A recent University of Virginia (UVA) law graduate’s new lawsuit attacks the procedural standards for dealing with sexual misconduct cases the Department of Education (DOE) mandates for the nation’s colleges and universities. If successful, the lawsuit could Title IX enforcers to back off their aggressive readings of the specific procedures colleges and universities must use for campus hearings on sexual misconduct.
Filed June 16 in the federal district court in Washington, D.C., the lawsuit identifies the plaintiff with the pseudonym John Doe. In March 2015, a few months before Doe was scheduled to graduate, a sexual assault complaint was filed against him by another law student, identified only as Jane Roe.
It alleged that one evening in August 2013, about a year and a half earlier, Doe had engaged in sexual activity with Roe while she was so inebriated as to be incapable to consent; for his part, Doe denied Roe had seemed intoxicated, much less incapacitated.
Under Title IX of the Education Act Amendments, colleges and universities receiving federal funds are required to investigate and resolve complaints of sex- and gender-related discrimination (including sexual harassment or violence) by employees or students. Failure to do so can bring a federal funds cut-off for the school.
Soon Doe found himself in limbo: the school withheld his diploma until the complaint was resolved (which took almost a year and cost Doe the law firm job he had lined up for after graduation). His campus hearing in January 2016, presided over by a retired Pennsylvania Supreme Court justice, decided that, under the DOE-mandated “preponderance of the evidence” standard, Roe’s arguments held a “slight” advantage over Doe’s defense. Doe was ordered to months of counseling and received a lifetime ban from UVA locations and events.
In the new lawsuit, supported by the campus rights non-profit group Foundation for Individual Rights in Education (FIRE), the plaintiff sued the Department of Education and its Title IX enforcement arm, the Office of Civil Rights (OCR), and the top official at each agency. The suit charges OCR violated the Administrative Procedure Act, which sets fundamental procedures for government agencies, in several ways.

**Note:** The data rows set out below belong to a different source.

Issue #4911, opened 2026-08-04
Site deployment build is broken


Cobra-Bitcoin:
This commit https://github.com/bitcoin-dot-org/Bitcoin.org/commit/e771fd2c21383a757daaa87edd57a50a9575c9fa seems to have broken the site somehow and subsequent commits don't go live because the site won't build.

devdavidejesus:
The anchor check is the symptom: `find: '_site/img': No such file` means the Jekyll build wrote almost nothing into `_site`, and the checker just trips over the missing files first, the real error is further up the log. e771fd2 only brought #4891's small diff into master (the rest of that merge bubble was already there and had passed CI), and I reproduced a full green `make deployment` today from a fresh clone of current master (d4286bfb) on Ruby 2.5.8, `check-for-missing-anchors` included, so the tree builds, and the difference is on the server. This one-shot either completes or names the cause in the last lines:

    df -h . ; free -m ; ruby -v
    dmesg 2>/dev/null | grep -iE 'killed|oom' | tail -5
    git fetch origin && git reset --hard origin/master
    rm -rf _site .jekyll-cache
    make deployment 2>&1 | tee /tmp/build.log | tail -60

If it goes green, the publish step can be run; if not, paste the tail of `/tmp/build.log` and I'll send the fix.

devdavidejesus:
Confirmed experimentally: running the post-build checks against an empty `_site` (skipping the Jekyll build entirely) on a healthy machine reproduces your error output exactly, same five files, same ten missing anchors, same `Makefile:135` failure:

    find: '_site/img': No such file or directory
    grep: _site/en/bitcoin-core/features/privacy.html: No such file or directory
    grep: _site/en/bitcoin-core/features/privacy.html: No such file or directory
    grep: _site/en/bitcoin-core/features/user-interface.html: No such file or directory
    grep: _site/en/bitcoin-core/features/validation.html: No such file or directory
    grep: _site/en/bitcoin-core/features/validation.html: No such file or directory
    grep: _site/en/bitcoin-core/features/validation.html: No such file or directory
    grep: _site/en/bitcoin-core/help.html: No such file or directory
    grep: _site/en/bitcoin-core/help.html: No such file or directory
    grep: _site/en/bitcoin-core/help.html: No such file or directory
    grep: _site/en/development.html: No such file or directory
    ERROR:
    _site/en/bitcoin-core/features/privacy.html#decentralized-peer-discovery not found
[...]

PR #4936, opened 2026-08-11
Add pre-build YAML syntax check

devdavidejesus:
## Problem

An invalid YAML escape in `_translations/en.yml` aborted the Jekyll build, and no check named the file. The existing `check-validate-yaml` only schema-validates `_wallets/`; the plain YAML files the build loads are never syntax-checked.

## Fix

New `check-yaml-syntax` target in `pre-build-tests-fast` (runs before Jekyll in `test`, `valid`, `travis` and `deployment`): parses every tracked `*.yml`/`*.yaml` with Psych  and fails naming each invalid file. Stdlib only, no new dependencies. Implements #4911.

## Validation

Passes on master (34 files). Re-introducing an invalid escape into `en.yml` fails with the file name and position:

    check-yaml: _translations/en.yml: found unknown escape character while parsing a quoted scalar at line 8 column 13
    
    
cc @Cobra-Bitcoin

### DIFF
--- a/Makefile
+++ b/Makefile
@@ -59,6 +59,7 @@ pre-build-tests-fast: check-for-non-ascii-urls check-for-wrong-filename-assignme
     check-for-consistent-bitcoin-core-titles \
     check-for-too-many-wallets-on-one-platform \
     check-validate-yaml \
+    check-yaml-syntax \
     check-wallet-description-length \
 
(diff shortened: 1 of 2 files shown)


Cobra-Bitcoin:
LGTM! Very much needed.

PR #4938, opened 2026-08-11
Fail loudly when the site build dies (pipefail + built-site guard)

devdavidejesus:
## Problem

In the recent outage (#4911), `jekyll build` died on the server but the `| tee` pipeline masked its exit status, so `make` continued and the post-build checks failed confusingly against an empty `_site`. The second outage again froze the site with no reported cause. Nothing verifies that a site was actually produced, and the build-error grep misses environmental failures such as `Killed` or `No space left`.

## Fix

* Enable `pipefail` (with `SHELL=/bin/bash`) so Jekyll failures stop `make` immediately.
* Add `check-site-was-built` to verify `index.html`, `img/`, and at least 3000 HTML files (a healthy build currently produces ~3.8k) before post-build checks run.
* Extend build-error detection to catch `killed`, `no space left`, and `cannot allocate`.

## Validation

* Invalid `_config.yml` → `make build` fails at the Jekyll step.
* Empty `_site` → `check-site-was-built` fails with a clear error.
* `Killed` in the Jekyll log → `check-for-build-errors` fails.

Together with #4936, this ensures invalid input fails before the build and failed or incomplete builds cannot proceed silently.

cc @Cobra-Bitcoin

### DIFF
--- a/Makefile
+++ b/Makefile
@@ -4,6 +4,7 @@
 S=@  ## Silent: only print errors by default;
      ## run `make S='' [other args]` to print commands as they're run
 
+SHELL=/bin/bash
 SITEDIR=_site
 JEKYLL_LOG=._jekyll.log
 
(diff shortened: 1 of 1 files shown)


Cobra-Bitcoin:
Very nice, this will catch even more errors.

First, Doe’s suit targets Obama administration changes, first issued in an April 4, 2011 “Dear Colleague” letter sent by OCR to campus Title IX coordinators. There, the agency for the first time — a position since reiterated in “Questions and Answers” guidance ORC issued in 2014 — insisted campus hearings use the “preponderance of the evidence” standard in judging sexual misconduct cases. The agency has also chastised schools for using more stringent evidentiary standards, such as demanding claimants make a “clear and convincing” case, or prove a complaint beyond a reasonable doubt.
Opponents of the new stance argue it makes it far easier for a college or complaining student to win a case, but reduces the due-process rights of accused students. (Even the judge hearing Doe’s case called “preponderance of the evidence” the weakest evidentiary standard, the lawsuit notes.)
Further, the 2011 guidance letter departed from DOE’s previous stance and so amounted to important rulemaking, but failed to use APA-required notice-and-comment rulemaking method. The lawsuit also charges DOE’s proffered explanations for mandating a minimal evidentiary standard are so baseless as to be arbitrary and capricious.
Finally, it portrays the plaintiff as the victim of DOE’s and OCR’s well-intentioned but poorly targeted campaign against campus misconduct that, by combining “zeal and hubris,” turns the plaintiff and other defendants in weakly-supported cases into collateral damage, effectively denying their Title IX rights.